El acceso al agua potable en Chulucanas se ha convertido, una vez más, en el centro del debate público. A fines de diciembre de 2025, una movilización ciudadana —respaldada y difundida por la Municipalidad Provincial de Morropón-Chulucanas— volvió a poner sobre la mesa una problemática estructural que arrastra años: un servicio deficiente, infraestructura deteriorada y una población cansada de pagar por un suministro irregular.
La discusión, sin
embargo, no se limita a la calidad del agua. También involucra decisiones
políticas, límites legales y el rol de las autoridades en un contexto
especialmente sensible.
Una problemática
real y documentada
Durante 2024 y
2025, el servicio de agua potable en Chulucanas ha registrado fallas
recurrentes. Entre las más reportadas se encuentran la rotura de tuberías,
cortes prolongados, baja presión y reparaciones que resultan temporales. La
causa principal no es un evento aislado, sino una red antigua, con
mantenimiento insuficiente y sin una renovación integral acorde al crecimiento
urbano.
Estas fallas no
solo afectan la continuidad del servicio. También generan pérdidas de agua,
incrementan el riesgo sanitario y profundizan la percepción de inequidad: los
recibos llegan puntualmente, pero el agua no siempre.
Ese es el punto de
partida del malestar ciudadano. El reclamo, en ese sentido, es legítimo.
La marcha por el agua y el mensaje político
El 30 de diciembre
de 2025, miles de ciudadanos marcharon en Chulucanas exigiendo mejoras al
servicio brindado por EPS Grau. La movilización fue difundida oficialmente por
la municipalidad, que además incorporó un mensaje de advertencia: si en un
plazo de dos meses no se observaban mejoras concretas, los usuarios dejarían de
pagar los recibos.
El mensaje tuvo
impacto inmediato. No solo amplificó el reclamo, sino que colocó a la autoridad
municipal como vocera directa de una posible medida de presión ciudadana. Aquí
es donde el debate se desplaza del diagnóstico —en gran parte compartido— hacia
la viabilidad de la propuesta.
¿Es una buena idea
dejar de pagar el servicio?
Desde el punto de
vista legal y regulatorio, la respuesta es clara: no.
En el Perú, el
servicio de agua potable es un derecho fundamental, pero se presta bajo un
modelo tarifado y regulado. El incumplimiento en la calidad habilita reclamos,
refacturaciones, fiscalización y sanciones al operador, pero no autoriza al
usuario a suspender unilateralmente el pago.
Quienes dejen de
pagar los recibos se exponen a cortes del servicio por morosidad, acumulación
de deuda con recargos, pérdida de beneficios tarifarios y procesos de cobranza.

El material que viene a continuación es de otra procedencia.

Issue #1752, opened 2024-10-25
Some UI strings aren't handled through translate(), so are currently not translatable


justvanrossum:
It seems there are still some items not in the spreadsheet. For example:
- "Characters that decompose with this character" in Related Glyphs panel
- "Glyph note for" in the Glyph Notes
- The button in the shortcuts setting page
- "cut", "copy", "paste", which do exist in the sheet, but the translations are not deployed in the interface

(There may be more)

justvanrossum:
Fixed by #1764.

PR #1764, opened 2024-11-04
Add missing translation keys

### LINKED ISSUE #1763: application-settings.display-language.title maybe always english?
When you accidentally changed the language to a language you cannot read and closed the tab, it's difficult to find back to 'Languages' when you don't know exactly where it is located. 
So, I was wondering if  application-settings.display-language.title should alway be english or if it should include at least english, but then the name get's very long, eg: "Weergavetaal (Language)"

ollimeier:
Fixes #1763 #1752

This is the first part of the rework for missing translations.

I split it up, because it may get messy otherwise. This PR includes commits based on each file (Related Glyphs, Glyph Note, Shortcuts panel, Sources Panel and Status Definitions panel). But the next work might not be structured this nicely anymore, because the strings are all over the place. 
So, I created another branch where I first marked the missing translations:
https://github.com/googlefonts/fontra/tree/issue-1752-missing-translation-keys-2


ollimeier:
@justvanrossum I am wondering if we really want to have a unique translation for undo (always)? 

Here an example: 
We have `undoLabel: "align left",` this would require a new translation key, but we have already a translation for '**Align left**' via key: `sidebar.selection-transformation.align.left`.
This is same for many other undo strings. It's basically just set in 'lowercase'.
Do you think it would make sense to reuse some translation keys and accept it's not lowercase? We could also make it always convert to lowercase, but I am not sure if this would work (always) for other languages except English?
But doubling the keys also does not feel correct.

Would be great to get you feedback and advice. Thanks a lot in advance.

src/fontra/views/fontinfo/panel-development-status-definitions.js
```diff
@@ -3,34 +3,35 @@ import * as html from "../core/html-utils.js";
...
+import { translate } from "/core/localization.js";
 import { message } from "/web-components/modal-dialog.js";
 
 const defaultStatusFieldDefinitions = {
   "fontra.sourceStatusFieldDefinitions": [
     {
       color: [1, 0, 0, 1],
       isDefault: true,
-      label: "In progress",
+      labelKey: "development-status-definitions.default.label.in-progress",
```
justvanrossum, line 14: I don't think these should be translated: the status labels are stored in the font's customData, and I wouldn't want to add "labelKey" to the data structure. Also, when adding new custom statuses, we don't have the option to provide translations, so it'll be a bit half-assed anyway.

ollimeier: Thanks. I reverted the changes relate to that.

ollimeier:
As discussed yesterday, this translation key update is almost complete, but we decided to leave it as it is, so that we do not spend too much time on translations and can focus on other features.

src/fontra/client/web-components/plugin-manager.js
```diff
@@ -50,18 +51,30 @@ export class PluginManager extends SimpleElement {
   }
 
   async promptAddPlugin(text = "") {
-    const newPluginPrompt = await dialogSetup("Add plugin", "", [
-      { title: "Cancel", resultValue: "no", isCancelButton: true },
-      { title: "Create", resultValue: "ok", isDefaultButton: true, disabled: true },
-    ]);
+    const newPluginPrompt = await dialogSetup(
+      translate("plugin-manager.dialog.title"),
```
justvanrossum, line 55: Suggest to use a less generic key prefix for these. What about `plugin-manager.add-plugin-dialog.xxx`?

src/fontra/views/editor/edit-tools-pointer.js
```diff
@@ -419,7 +420,12 @@ export class PointerTool extends BaseTool {
         }
       }
       return {
-        undoLabel: "drag selection" + (shouldConnect ? " and connect contours" : ""),
+        undoLabel: translate(
```
justvanrossum, line 423: This looks tricky, esp. with the space added to the argument. Wouldn't two distinct keys be easier?

src/fontra/views/editor/editor.js
```diff
@@ -1005,26 +1009,38 @@ export class EditorController {
   async showDialogGlyphEditCannotEditReadOnly(create = false) {
     const glyphName = this.sceneSettings.selectedGlyphName;
     await message(
-      `Can’t ${create ? "create" : "edit"} glyph “${glyphName}”`,
-      "The font is read-only."
+      create
```
justvanrossum, line 1012: Suggest to do the switching inside the `translate()` call, something like this:
```js
   translate(create ? key1 : key2, glyphName)
```

src/fontra/views/editor/editor.js
```diff
@@ -2272,12 +2288,15 @@ export class EditorController {
...
       const newAnchorIndex = instance.anchors.length - 1;
       this.sceneController.selection = new Set([`anchor/${newAnchorIndex}`]);
-      return "Add Anchor";
+      return translate("action.add-anchor");
     });
   }
 
   async doAddEditAnchorDialog(anchor = undefined, point = undefined) {
-    const titlePrefix = anchor ? "Edit" : "Add";
+    const titleDialog = anchor
```
justvanrossum, line 2296: Similarly, suggest to put the switch inside the `translate()` call, so we don't have to repeat it.

src/fontra/views/editor/editor.js
```diff
@@ -2272,12 +2288,15 @@ export class EditorController {
...
+      ? translate("action.edit-anchor")
+      : translate("action.add-anchor");
+    const defaultButton = anchor ? translate("dialog.edit") : translate("dialog.add");
```
justvanrossum, line 2299: Same: please use only one `translate()` call.

src/fontra/views/editor/editor.js
```diff
@@ -2436,8 +2456,9 @@ export class EditorController {
     const numGuidelines = guidelineSelection?.length || 0;
     // + (fontGuidelineSelection?.length || 0);
 
-    const s = numGuidelines > 1 ? "s" : "";
-    return `${hasLockedGuidelines ? "Unlock" : "Lock"} Guideline${s}`;
+    return hasLockedGuidelines
```
justvanrossum, line 2459: Same, pls put the switch inside the `translatePlural()` call.

src/fontra/views/editor/editor.js
```diff
@@ -2473,7 +2493,9 @@ export class EditorController {
             guideline.locked = locking;
           }
         }
-        return `${identifier} Guideline(s)`;
+        return locking
```
justvanrossum, line 2496: Same, pls put the switch inside the translatePlural() call.

src/fontra/views/editor/editor.js
```diff
@@ -2531,7 +2553,12 @@ export class EditorController {
     point = undefined,
     global = false
   ) {
-    const titlePrefix = guideline ? "Edit" : "Add";
+    const titleDialog = guideline
```
justvanrossum, line 2556: Same, pls put the switch inside the translatePlural() call.

src/fontra/views/editor/editor.js
```diff
@@ -2531,7 +2553,12 @@ export class EditorController {
...
+      ? translate("action.edit-guideline")
+      : translate("action.add-guideline");
+    const defaultButton = guideline
```
justvanrossum, line 2559: Same, pls put the switch inside the translatePlural() call.

src/fontra/views/editor/panel-designspace-navigation.js
```diff
@@ -671,7 +681,12 @@ export default class DesignspaceNavigationPanel extends Panel {
       sourceController.addKeyListener("active", async (event) => {
         await this.sceneController.editGlyphAndRecordChanges((glyph) => {
           glyph.sources[index].inactive = !event.newValue;
-          return `${event.newValue ? "" : "de"}activate ${source.name}`;
+          return event.newValue
```
justvanrossum, line 684: Same, pls put the switch inside the translate() call.

src/fontra/views/editor/panel-designspace-navigation.js
```diff
@@ -796,9 +821,12 @@ export default class DesignspaceNavigationPanel extends Panel {
       let layerMessage = "";
       if (layer !== undefined && deleteLayerCheckBox.checked) {
         delete glyph.layers[source.layerName];
-        layerMessage = " and layer";
+        layerMessage = ` ${translate("sidebar.designspace-navigation.undo.and-layer")}`;
```
justvanrossum, line 824: I think the leading space should be part of the string in the spreadsheet, like we do elsewhere. It depends on the language whether it should be there or not.

src/fontra/views/editor/panel-glyph-note.js
```diff
@@ -140,9 +143,9 @@ async function saveGlyphNote(glyphName, sceneController, newNote) {
     glyph.customData["fontra.glyph.note"] = newNote;
     return oldNote
       ? newNote
-        ? "edit glyph note"
-        : "delete glyph note"
-      : "add glyph note";
+        ? translate("sidebar.glyph-note.undo.edit")
```
justvanrossum, line 146: Please rework to use a single `translate()` call.

src/fontra/views/editor/panel-related-glyphs.js
```diff
@@ -147,8 +154,10 @@ export default class RelatedGlyphPanel extends Panel {
             this.relatedGlyphsHeaderElement.appendChild(
               html.div({ class: "no-related-glyphs" }, [
                 glyphName
-                  ? "(No related glyphs or characters were found)"
-                  : "(No glyph selected)",
+                  ? translate(
```
justvanrossum, line 157: Same, pls put the switch inside the translate() call.

src/fontra/views/editor/panel-selection-info.js
```diff
@@ -177,10 +177,11 @@ export default class SelectionInfoPanel extends Panel {
               : "/tabler-icons/lock-open-2.svg",
           "onclick": (event) => this._toggleGlyphLock(varGlyphController.glyph),
           "data-tooltip": this.fontController.readOnly
-            ? "Glyph is read-only"
+            ? translate("sidebar.selection-info.glyph-locking.tooltip.read-only")
```
justvanrossum, line 180: Same, pls put the switch(es) inside the translate() call.

src/fontra/views/editor/panel-selection-info.js
```diff
@@ -484,7 +491,7 @@ export default class SelectionInfoPanel extends Panel {
       for (const [layerName, layerGlyph] of Object.entries(editLayerGlyphs)) {
         layerGlyph.components[componentIndex].transformation = getDecomposedIdentity();
       }
-      return "reset transformation";
+      return translate("sidebar.selection-info.component.transformation.tooltip");
```
justvanrossum, line 494: I think the key should have the word "reset" in it. And I'm not sure it needs the "tooltip" part.

src/fontra/views/editor/panel-selection-info.js
```diff
@@ -515,7 +522,7 @@ export default class SelectionInfoPanel extends Panel {
           }
         }
       }
-      return "reset axis values";
+      return translate("sidebar.selection-info.component.reset-axis-values.tooltip");
```
justvanrossum, line 525: Here you do include "reset". But likewise, I don't think "tooltip" is needed.

src/fontra/views/fontinfo/panel-development-status-definitions.js
```diff
@@ -186,24 +190,32 @@ class StatusDefinitionBox extends HTMLElement {
...
+        errorMessage
+      );
       return false;
     }
     return true;
   }
 
-  replaceStatusDef(newStatusDef, undoLabel, statusIndex = this.statusIndex) {
+  replaceStatusDef(newStatusDef) {
+    const undoLabel = translate("development-status-definitions.undo.change-color");
```
justvanrossum, line 215: This function is used to change the color *and* the label, so now the label is wrong for the label case.

However, it's quite irresponsible you spent time on this to begin with, as these undo labels aren't even visible anywhere: we only have command-Z and command-shift-Z. No menu bar, no context menu.

Now that this code is there, I think it's fine if both calls to `replaceStatusDef()` share their undo message, it just needs to be generic, and not mention "color" or "label", also not in the key.

src/fontra/client/web-components/plugin-manager.js
ollimeier: thanks. done.

src/fontra/views/editor/edit-tools-pointer.js
ollimeier: Yes, I am totally with you. I tried to be as close as possible to the origin version. I changed it. done.

src/fontra/views/editor/editor.js

src/fontra/views/editor/panel-selection-info.js
ollimeier: done.

src/fontra/views/editor/panel-selection-info.js
ollimeier: done.

src/fontra/views/editor/panel-selection-info.js
ollimeier: done.

src/fontra/views/fontinfo/panel-development-status-definitions.js
ollimeier: I'm sorry. I changed it and updated it with a more generic key and translation.

src/fontra/views/editor/panel-designspace-navigation.js
ollimeier: thanks. done.

src/fontra/views/editor/panel-designspace-navigation.js
ollimeier: Thanks for the info. I changed it.

src/fontra/views/editor/panel-glyph-note.js
ollimeier: done.

src/fontra/views/editor/editor.js
ollimeier: I missed a couple notes from you, because they were hidden. Now, this is done as well. Sorry.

En términos prácticos, la medida termina afectando más al usuario que a la empresa
prestadora.
Además, si el no
pago se generaliza, se reduce la capacidad operativa del sistema, agravando el
mismo problema que se busca resolver. Es una salida emocionalmente
comprensible, pero técnicamente contraproducente.
El rol del alcalde y sus límites
La convocatoria a
la marcha y el respaldo explícito a la advertencia de no pago colocan al alcalde
provincial, Richard Baca, en el centro del escenario. Desde el punto de
vista político, la estrategia conecta con un reclamo popular real. Desde el
punto de vista institucional, plantea serias preguntas.
Las municipalidades
no tienen competencia para promover la
suspensión de pagos a una empresa de saneamiento. Tampoco pueden sustituir al
ente regulador ni ofrecer garantías legales a los usuarios frente a eventuales
sanciones.
A ello se suma un
factor que no puede ignorarse: durante 2025, el alcalde mantiene una agenda
judicial abierta, con investigaciones fiscales en curso por presuntos
delitos vinculados a su gestión (presunta colusión con proveedores) y a hechos
previos (presunta vinculación al caso AELU Coop). Este contexto debilita su
margen político y obliga a analizar sus acciones públicas con mayor cuidado,
especialmente cuando se trata de liderar protestas y fijar plazos de presión.
Entre la necesidad
y la responsabilidad
El problema del
agua en Chulucanas no es un invento ni una exageración. Es estructural, técnico
y urgente. Pero la solución no pasa por empujar a la población a una
confrontación legal que no puede ganar sola.
Las salidas
sostenibles pasan por planes de inversión con cronogramas públicos,
fiscalización técnica independiente, presión institucional ante SUNASS,
refacturaciones cuando corresponda y una gestión política que priorice
soluciones de fondo sobre gestos de corto plazo.
Un tractor sobre
hielo delgado
En Chulucanas, el
agua potable es el síntoma visible de un problema mayor: infraestructura
postergada, gestión deficiente y decisiones políticas que a veces confunden
respaldo ciudadano
con promesas inviables.
El reclamo es
justo. La marcha es comprensible. Pero dejar de pagar no es una solución, y
decirlo sin explicar las consecuencias es trasladar el costo del conflicto a
quienes menos pueden asumirlo.
Cuando el agua
falta, la indignación sobra. Lo que sigue faltando es una salida seria, técnica
y legalmente responsable.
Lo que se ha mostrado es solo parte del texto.